[Stored data]
PR #2170, opened 2019-07-23
add git commit hash and compiler info to logging and version calls

argakiig:
include build info in version calls
`Build Info <git hash> "<compiler> version " "<compiler version string>" "BOOST <boost version>" BUILT "<build date>"`


argakiig:
Updated build info string
```
Version 20.0
Build Info 3d66a9a "Clang version " "10.0.1 (clang-1001.0.46.4)" "BOOST 107000" BUILT "Jul 23 2019"
```

nano/nano_node/daemon.cpp
```diff
@@ -63,7 +63,8 @@ void nano_daemon::daemon::run (boost::filesystem::path const & data_path, nano::
 				auto network_label = node->network_params.network.get_current_network_as_string ();
 				auto version = (NANO_VERSION_PATCH == 0) ? NANO_MAJOR_MINOR_VERSION : NANO_MAJOR_MINOR_RC_VERSION;
 				std::cout << "Network: " << network_label << ", version: " << version << std::endl
-				          << "Path: " << node->application_path.string () << std::endl;
+				          << "Path: " << node->application_path.string () << std::endl
+				          << "Build Info: " << BUILD_INFO << std::endl;
```
wezrule: Would be better to use `\n` instead of `std::endl` multiple times otherwise you are doing multiple flushes. But it's only called once so not too bothered.

argakiig: done and changed thanks :)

#### About this exercise:
Pick each line holding "daemon" out of the entries above and return it.

#### Final answer:
nano/nano_node/daemon.cpp
@@ -63,7 +63,8 @@ void nano_daemon::daemon::run (boost::filesystem::path const & data_path, nano::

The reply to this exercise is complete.